Department of Statistics, Florida State University, Tallahassee, Florida.
Department of Statistics and Data Sciences, University of Texas at Austin, Austin, Texas.
Stat Med. 2023 Feb 10;42(3):246-263. doi: 10.1002/sim.9613. Epub 2022 Nov 25.

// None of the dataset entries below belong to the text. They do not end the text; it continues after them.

PR #211, opened 2024-05-17
nix: more granular source files

evanrichter:
this prevents rebuilding steel when changing unrelated files, such as flake.nix itself

gitignore.nix was removed in favor of the new fileset api in nixpkgs


mattwparas:
Thanks!

PR #217, opened 2024-06-12
support improper lists

jrvidal:
This is a somewhat incomplete PR to support improper lists at the syntax level.

It is incomplete b/c macro patterns and matching has not been updated, so things like the macro definition of `case-lambda` does not work properly. However, it doesn't work properly at the moment either, so it might make sense to merge without fully solving the macro situation.

### TODO
* [x] Add more tests (but first let's see if we actually want to merge it)


crates/steel-parser/src/lexer.rs
```diff
@@ -271,9 +271,9 @@ impl<'a> Lexer<'a> {
     fn read_word(&mut self) -> TokenType<&'a str> {
         while let Some(&c) = self.chars.peek() {
             match c {
-                '(' | '[' | ')' | ']' => break,
+                '(' | '[' | ')' | ']' | '{' | '}' => break,
                 c if c.is_whitespace() => break,
-                '\'' => {
+                '\'' | '"' | '`' | ';' | ',' => {
```
jrvidal, line 276: This is the original rabbit hole I was getting into: improving how the reader handles identifiers, in preparation for supporting escaped identifiers `|...|`. Alas, more work for the future.

crates/steel-parser/src/lexer.rs
```diff
@@ -308,6 +309,7 @@ impl<'a> Lexer<'a> {
             NEG_INFINITY => TokenType::Number(RealLiteral::Float(f64::NEG_INFINITY).into()),
             NAN => TokenType::Number(RealLiteral::Float(f64::NAN).into()),
             NEG_NAN => TokenType::Number(RealLiteral::Float(f64::NAN).into()),
+            "|.|" => TokenType::Identifier("."),
```
jrvidal, line 312: I'm hardcoding this escaped identifier for now so I can fix `stack_struct.scm`

steel-examples/stack_struct.scm
```diff
@@ -57,11 +57,11 @@
...
 (define-syntax impl
   (syntax-rules ()
+    [(impl struct-name (define/method (a this b ...) body ...))
+     (def-method struct-name (define/method (a this b ...) body ...))]
     [(impl struct-name (define/method (a this b ...) body ...) c ...)
      (begin (def-method struct-name (define/method (a this b ...) body ...))
-            (impl struct-name c ...))]
-    [(impl struct-name (define/method (a this b ...) body ...))
-     (def-method struct-name (define/method (a this b ...) body ...))]))
+            (impl struct-name c ...))]))
```
jrvidal, line 64: I think these needed to be swapped to work properly.

crates/steel-core/src/rvals.rs
```diff
@@ -836,6 +836,7 @@ pub enum SerializableSteelVal {
     MutFunc(MutFunctionSignature),
     HashMapV(Vec<(SerializableSteelVal, SerializableSteelVal)>),
     ListV(Vec<SerializableSteelVal>),
+    Pair(Box<(SerializableSteelVal, SerializableSteelVal)>),
```
jrvidal, line 839: I had to add this new variant because of some [failing test](https://github.com/mattwparas/steel/actions/runs/9490147478/job/26152981083). I can't reproduce locally though :thinking:

mattwparas:
This is great, thank you! I'll take a look this evening. Adjusting macros to include this won't be _too_ hard but we don't need to have that as part of this change since it will get more complicated pretty quickly.

crates/steel-parser/src/ast.rs
```diff
@@ -977,6 +977,8 @@ pub struct List {
 impl PartialEq for List {
     fn eq(&self, other: &Self) -> bool {
         self.args == other.args
+            && self.improper == other.improper
+            && self.location == other.location
```
jrvidal, line 981: I'm making list less special, and instead rely on an `Eraser` visitor to help in tests.

crates/steel-parser/src/visitors.rs
```diff
@@ -0,0 +1,300 @@
+use crate::ast::*;
```
jrvidal, line 1: Moved from `steel-core`, to be able to create `Eraser`.

crates/steel-parser/src/parser.rs
```diff
@@ -1350,79 +1380,100 @@ impl ASTLowerPass {
                             let value = std::mem::replace(value, List::new(vec![]));
 
                             *expr = match &a.syn.ty {
-                                TokenType::If => parse_if(value.args.into_iter(), a.syn),
+                                TokenType::If => {
+                                    parse_if(value.args_proper(TokenType::If)?.into_iter(), a.syn)
+                                }
```
jrvidal, line 1385: These help with things like `(let ((x 1)) . 1)`. I'm not sure this properly catches all possible mistakes, since lowering is a bit all over the place.

(Also, I'm assuming that no special form allows dots, but I haven't checked)

mattwparas: The lowering is all over the place for a few reasons, and in general I'd like to clean that up - but the reason was that originally I parsed directly into the core forms. Once macros were added, I instead parsed into lists before lowering to the core forms - and also when dealing with kernel level macros, you have to go back and forth sometimes.

I think this is fine though - I will take a holistic pass and see where all the lowering is happening

crates/steel-parser/src/lexer.rs
mattwparas: For what its worth we could change `stack_struct.scm` - its just a test I've had around for a long time. I can see how it behaves on racket before we do anything though

crates/steel-core/src/rvals.rs
mattwparas: Interesting that you weren't able to reproduce locally, but I think this change is correct. When creating a new thread we have to serialize the value since each thread manages its own memory since nothing is really thread safe at the moment.

crates/steel-parser/src/lexer.rs
mattwparas: So are `{` and `}` no longer legal in identifiers?

mattwparas (commented):
Overall lgtm - just had a couple questions / comments. Once those are resolved we can merge

crates/steel-parser/src/lexer.rs
jrvidal: They're not, which is also in line with Racket.

crates/steel-core/src/rvals.rs
jrvidal: I just tried to reproduce in my fork using the same GH actions and nothing... :thinking:

mattwparas (approved):

PR #223, opened 2024-06-20
better matching for parens

jrvidal:
* Different types of parenthesis match each other e.g. `(a 1]` is forbidden:
  ```
  λ > (a]
  error[E09]: Parse
    ┌─ :1:3
    │
  1 │ (a]
    │   ^ Parse: Unexpected token: CloseParen(Square)
  ```
* Refactored paren highlighting in the REPL.
* Validator in the REPL is more precise now. For instance, `( "asdf)" ` was not recognized as an incomplete expression.

### DIFF
--- a/crates/steel-repl/src/highlight.rs
+++ b/crates/steel-repl/src/highlight.rs
@@ -4,9 +4,7 @@ use colored::*;
 use std::{cell::RefCell, rc::Rc};
 
 use rustyline::highlight::Highlighter;
-use rustyline::validate::{
-    MatchingBracketValidator, ValidationContext, ValidationResult, Validator,
-};
+use rustyline::validate::{ValidationContext, ValidationResult, Validator};
 
 use rustyline::{hint::Hinter, Context};
 use rustyline_derive::Helper;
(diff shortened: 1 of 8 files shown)


crates/steel-repl/src/highlight.rs
```diff
@@ -44,11 +39,36 @@ impl RustylineHelper {
...
+                }
+                _ => {}
+            }
+        }
+
+        if balance > 0 || unfinished_string {
+            Ok(ValidationResult::Incomplete)
+        } else {
+            Ok(ValidationResult::Valid(None))
+        }
```
jrvidal, line 71: I'm not a big fan of returning `ValidationResult::Invalid`. The message appears right next to the input and it's not very user-friendly IMO:
```
λ > (aadf]Mismatched brackets: '(' is not properly closed
```

So the case of `balance < 0` or mismatched parentheses is left to the parser to throw a much more precise error.

crates/steel-repl/src/highlight.rs
```diff
@@ -75,27 +93,66 @@ impl Highlighter for RustylineHelper {
...
 
             // if token.span().end() > pos {
             //     return self.highlighter.highlight(line, pos);
             // }
 
             match token.typ() {
-                // steel::parser::tokens::TokenType::OpenParen => todo!(),
-                // steel::parser::tokens::TokenType::CloseParen => todo!(),
+                TokenType::OpenParen(paren) if paren_to_highlight.is_none() => {
+                    if token.span.start == pos || (token.span.start == pos + 1 && cursor.is_none())
```
jrvidal, line 114: We highlight the match of:
* The parenthesis right under the cursor if any, or
* The _closing_ parenthesis right to the _left_ of the cursor, if any, or
* The _opening_ parenthesis right to the _right_ of the cursor, if any.

The last point is a deviation from current behavior, where we always peek to the left, regardless of closing/opening. I find this slightly more... symmetrical? But I can easily revert to the current behavior.

mattwparas: I think this is reasonable!

mattwparas (approved):
Thanks! This is great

This paper introduces a nonparametric regression approach for univariate and multivariate skewed responses using Bayesian additive regression trees (BART). Existing BART methods use ensembles of decision trees to model a mean function, and have become popular recently due to their high prediction accuracy and ease of use. The usual assumption of a univariate Gaussian error distribution, however, is restrictive in many biomedical applications. Motivated by an oral health study, we provide a useful extension of BART, the skewBART model, to address this problem. We then extend skewBART to allow for multivariate responses, with information shared across the decision trees associated with different responses within the same subject. The methodology accommodates within-subject association, and allows varying skewness parameters for the varying multivariate responses. We illustrate the benefits of our multivariate skewBART proposal over existing alternatives via simulation studies and application to the oral health dataset with bivariate highly skewed responses. Our methodology is implementable via the R package skewBART, available on GitHub.
本文提出了一种使用贝叶斯加法回归树(BART)对单变量和多变量偏态响应进行非参数回归的方法。现有的 BART 方法使用决策树的集合来对均值函数进行建模,由于其预测精度高和易于使用,因此最近变得非常流行。然而,单变量高斯误差分布的通常假设在许多生物医学应用中是有限制的。受一项口腔健康研究的启发,我们提供了 BART 的一个有用扩展,即 skewBART 模型,以解决这个问题。然后,我们将 skewBART 扩展到允许多变量响应,在同一主题内的不同响应中共享与不同决策树相关的信息。该方法适用于个体内关联,并允许对不同的多变量响应使用不同的偏度参数。我们通过模拟研究和对具有双变量高度偏态响应的口腔健康数据集的应用,说明了我们的多元偏态 skewBART 提议相对于现有替代方案的优势。我们的方法可以通过 R 包 skewBART 实现,该包可在 GitHub 上获得。